Alors qu’un rapport parlementaire accablant dénonce les manquements de l’Aide sociale à l’enfance, les députés réclament une réforme majeure. À Paris, la Ville prépare un remaniement important du traitement des informations préoccupantes (IP) concernant les mineurs.
Petit rappel : Une IP est un signalement destiné à prévenir les risques pesant sur un ou plusieurs enfants – santé, sécurité, moralité, développement affectif, physique ou social. Elle peut conduire à des mesures de protection, préventives ou réparatrices.

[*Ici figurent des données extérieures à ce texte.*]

PR #241, opened 2026-09-19
test: cover provider capability caching

### LINKED ISSUE #236: web: capabilities.ts loadProviderCapabilities caching has no test coverage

À Paris, tout part d’un constat partagé par l’administration :
- une hausse continue du nombre d’évaluations depuis 10 ans ;
- une croissance parallèle des IP transmises aux services municipaux (SSP, SSS, PSA…) ;
- des délais d’évaluation qui s’allongent ;
- un manque de coordination entre la CRIP et les territoires ;
- une faiblesse du travail pluridisciplinaire (notamment dans les équipes ASE)
- une difficulté à mobiliser les réponses adaptées en protection de l’enfance ;
- et, en conséquence, une rupture de continuité entre le temps de l’évaluation et celui de la réponse effective.
En résumé : charge de travail en forte hausse, centralisme excessif, manque de compétences croisées, qualité des évaluations fragilisée, réponse institutionnelle insuffisante aux besoins fondamentaux des enfants.
L’UNSA pose alors une question simple : qu’a fait la Direction pour prévenir la perte d’attractivité des métiers de la protection de l’enfance ?
Hormis la création tardive d’une prime – en réponse à une crise ouverte l’an dernier dans le secteur 6-14, totalement dépeuplé de professionnels –, rien ou presque.
Et maintenant ?
La solution proposée : décentraliser la référence du suivi des IP.
Les secteurs ASE deviendraient référents, tout en maintenant un rôle pour les autres services (EPS, SSS…).
Des référents « spécialisés » seraient désignés, la pluridisciplinarité renforcée, la parole de l’enfant mieux prise en compte, et un appui accru sur l’environnement familial envisagé. L’intention est affichée.
Mais de nombreuses zones d’ombre subsistent :
- Qui assurera la référence à l’ASE ?
- Qui – et selon quels critères – sera désigné référent dans les autres services ?
- Avec quelle formation, quels moyens ?
- Pourquoi un calendrier aussi resserré (2026), alors que les équipes sont déjà en grande difficulté ?
- Le recours aux ressources familiales est-il un réel levier ou le symptôme d’une perte de capacité institutionnelle ?
L’UNSA interroge aussi le sens de cette réforme :
Cette « décentralisation » ne prépare-t-elle pas, à terme, le retour en gestion directe de toutes les IP par la SDPPE, au sein de l’ASE ?
Le temps de recruter ?
Le temps de transférer les agents « spécialisés » issus des autres services ?
Quelles conséquences pour les EPS et le SSS ?
Une expérimentation est déjà annoncée sur certains secteurs. Mais à quel prix ?
L’UNSA dit non aux réponses court-termistes, bricolées sur le dos des agents. Les enfants ont droit à un accompagnement digne, les professionnels à des moyens réels. Le dialogue social doit redevenir un levier pour un service public digne de ce nom.